Part 1: Connections to the Common Core State Standards
Students with significant disabilities are often educated in segregated special education settings with limited opportunities to fully participate in curricula and environments that provide access to general education. This diminished opportunity results in students with significant disabilities achieving outcomes substantially lower than those of their peers without disabilities, with inclusive adult outcomes even less likely to be obtained (Carter, Austin, & Trainor, 2012; Newman, Wagner, Cameto, Knokey, & Shaver, 2010). Although access to general education is a predictor of post-school success (Test et al., 2009), students with significant disabilities typically have little access.
Developing connections to the Common Core State Standards (CCSS) is, thus, a critical starting point for those developing instruction and goals for students with significant disabilities (Browder et al., 2007). Further, access to CCSS raises learning expectations for students with significant disabilities while providing more opportunities to access the full range of general education content. Finally, inclusive education and teaching of CCSS is typically delivered by teachers who are highly qualified in the subject matter they teach, unlike segregated self-contained classrooms where teachers are not highly qualified in the range of subject matter and grade-level general education content they would be expected to teach. However, the use of needed supports and services (e.g., related services providers, co-teaching, curricular adaptations) may be required to provide students access and progress to CCSS.
The central resource in the Course Enhancement Module (CEM) is a 6-hour anchor presentation about inclusive education for ALL students. The presentation is designed as part of a pre-service educator preparation class or a professional development (PD) program for teachers and leaders. The presentation includes a PowerPoint with verbatim speaker notes, links to videos and podcasts, activities for participants to complete during the presentation, follow-up application activities, and suggested readings. Resources from the presentation are also available in the resources section of the CEM. In addition to the anchor presentation, the CEM includes links to relevant websites, a comprehensive list of references, and multimedia resources.
Sample Course and Professional Development Activities
These sample activities are appropriate for a university class or for completion outside of class. They are also appropriate for PD application with practicing teachers and leaders. The activities can be used during professional learning teamwork, applied with students in the classroom, or used to guide coaching and peer conversations.
Click here to view Dan Habib’s TEDx Talk titled Disabling Segregation. After viewing the video, consider the following:
- How does inclusive education benefit Samuel? All children? Society as a whole?
- How does inclusive education improve school culture and climate?
- How does inclusive education raise expectations and improve belonging?
Part 2 begins by providing clarification of terminology that will be used throughout the remainder of the module. This part also explores a series of rationales (e.g., guiding principles, values, empirical evidence, legal foundations) that led the field to focus on inclusive education for ALL students, including those with extensive and complex support needs.
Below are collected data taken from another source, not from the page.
PR #2528, opened 2023-12-12
fix: `release/2.1` CI Repair

gs-olive:
- Fix CI runs for release branch
- Ensure testing is completed on `torch==2.1.2` for alignment with release version


.github/scripts/install-torch-tensorrt.sh
```diff
@@ -2,8 +2,8 @@
 set -eou pipefail
 # Source conda so it's available to the script environment
 source ${BUILD_ENV_FILE}
-${CONDA_RUN} ${PIP_INSTALL_TORCH} torchvision pyyaml
+${CONDA_RUN} ${PIP_INSTALL_TORCH} torch==2.1.2 torchvision==0.16.2 pyyaml
```
narendasan, line 5: does this do anything? since theres already ${PIP_INSTALL_TORCH}?

.github/workflows/linux-test.yml
```diff
@@ -66,6 +70,7 @@ jobs:
       REF: ${{ inputs.ref }}
       CU_VERSION: ${{ matrix.desired_cuda }}
       SCRIPT: ${{ inputs.script }}
+      CHANNEL: ${{ inputs.channel }}
```
narendasan, line 73: Does this do anything?

py/ci/soname_excludes.params
```diff
@@ -36,4 +36,4 @@
 --exclude libcublas.so.12.1.3.1
 --exclude libcublasLt.so.12.1.3.1
 --exclude libcudart.so.11.8.89
---exclude libcudart.so.11
\ No newline at end of file
+--exclude libcudart.so.11.0
```
narendasan, line 39: This change is not relevant for tests in CI

.github/workflows/linux-test.yml
gs-olive: Initially, I thought it would affect the `PIP_INSTALL_TORCH` command generated, but I will try omitting it and see how the CI performs.

.github/scripts/install-torch-tensorrt.sh
gs-olive: This is necessary, since in `build-test.yml`, when building Torch-TRT, we have:
```
PIP_INSTALL_TORCH='pip install torch==2.1.2 --extra-index-url https://download.pytorch.org/whl/test/cu118'
```
In `linux-test.yml`, when testing Torch-TRT using the artifact from build, we have:
```
PIP_INSTALL_TORCH='pip install torch --extra-index-url https://download.pytorch.org/whl/test/cu118'
```
The second one installs the `2.2.0.dev` test build, which is the most up-to-date test build, but is incompatible with the version on which it was built. Specifying the version explicitly resolves this problem.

Part 3 discusses the following components of inclusive service delivery models: school-‐wide implementation of multi-‐tiered system of supports (MTSS) that strive to improve the academic and behavioral outcomes for ALL students; collaborative teaming between general educators, special educators, related services personnel, paraeducators, parents, administrators, and students themselves; and supportive and visionary administrative leadership.
Part 4 acknowledges that for ALL students, including those with disabilities, access to core/general education curriculum in inclusive school contexts and settings requires key practices in place such as ecological/contextually based assessment, person-‐centered planning, differentiated instruction, and Universal Design for Learning (UDL).
Part 5 discusses the specific roles and responsibilities of team members in relation to supporting students’ meaningful access to and participation with curriculum; the principle of partial participation; curricular, instructional and ecological adaptations to support access and participation; and finally, embedded instruction as an evidence-‐based practice (EBP) to deliver high-‐quality, specialized instruction in inclusive settings. The section begins with a discussion of the roles, responsibilities, and strategies employed by an effective inclusion facilitator to implement high-‐quality, effective inclusive services for students with the most intensive and complex support needs. Inclusion facilitators are defined as credentialed teachers who develop and implement inclusive education. Inclusion facilitators are often special education teachers by trade, but can also be general education teachers or other school team members.
Part 6 discusses ways to promote peer interactions and relationships between students with disabilities and their classmates in the general education classrooms. These are understood to play key roles in learning and quality of life (Carter, 2011; Carter, Bottema-‐Beutel, & Brock, 2014; Carter, Cushing, & Kennedy, 2009). Within the professional literature describing the administrative, logistical, and curricular practices to achieve successful inclusion, there is a clear mandate to offer students with disabilities the same opportunities for social learning, participation, and friendship that are available to all students (Halvorsen & Neary, 2009; TASH, 2010).